(Saved data entries)
=== Begin Enclosure ===

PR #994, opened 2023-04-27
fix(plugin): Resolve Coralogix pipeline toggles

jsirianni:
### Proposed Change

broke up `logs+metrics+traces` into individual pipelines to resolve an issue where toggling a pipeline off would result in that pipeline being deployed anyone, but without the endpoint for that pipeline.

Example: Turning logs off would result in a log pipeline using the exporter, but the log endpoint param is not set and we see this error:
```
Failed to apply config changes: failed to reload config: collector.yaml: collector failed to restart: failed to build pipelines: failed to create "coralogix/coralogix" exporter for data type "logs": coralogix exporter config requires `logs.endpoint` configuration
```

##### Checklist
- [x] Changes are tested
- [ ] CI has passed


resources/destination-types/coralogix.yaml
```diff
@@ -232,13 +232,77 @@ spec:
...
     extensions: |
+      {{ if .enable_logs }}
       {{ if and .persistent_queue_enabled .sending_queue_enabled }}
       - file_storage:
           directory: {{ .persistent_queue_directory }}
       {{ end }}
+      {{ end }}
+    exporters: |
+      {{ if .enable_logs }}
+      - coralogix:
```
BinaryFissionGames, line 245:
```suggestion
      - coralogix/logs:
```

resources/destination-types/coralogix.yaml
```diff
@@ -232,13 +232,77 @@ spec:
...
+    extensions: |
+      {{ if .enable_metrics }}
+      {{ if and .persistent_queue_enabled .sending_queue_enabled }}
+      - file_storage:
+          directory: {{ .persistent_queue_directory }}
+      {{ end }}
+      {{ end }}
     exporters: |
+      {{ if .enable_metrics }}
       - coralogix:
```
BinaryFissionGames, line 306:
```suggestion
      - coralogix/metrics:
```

=== End Enclosure ===
=== Begin Enclosure ===

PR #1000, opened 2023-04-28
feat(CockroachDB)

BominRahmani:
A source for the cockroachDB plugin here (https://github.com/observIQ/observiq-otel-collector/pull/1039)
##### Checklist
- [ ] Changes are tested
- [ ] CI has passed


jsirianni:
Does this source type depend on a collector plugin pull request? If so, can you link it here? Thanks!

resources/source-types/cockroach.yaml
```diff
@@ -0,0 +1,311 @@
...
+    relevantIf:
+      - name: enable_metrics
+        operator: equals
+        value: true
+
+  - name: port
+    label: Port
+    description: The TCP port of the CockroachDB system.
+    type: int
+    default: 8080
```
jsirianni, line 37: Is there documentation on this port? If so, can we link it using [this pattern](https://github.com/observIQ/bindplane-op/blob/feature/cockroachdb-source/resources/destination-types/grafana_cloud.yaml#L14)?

=== End Enclosure ===

--- Problem details ---
From the records above, transcribe exactly the run of lines that opens with the line holding "PR #994, opened 2023-04-27" and closes with the line holding "### Proposed Change", both included.

--- Expected answer ---
PR #994, opened 2023-04-27
fix(plugin): Resolve Coralogix pipeline toggles

jsirianni:
### Proposed Change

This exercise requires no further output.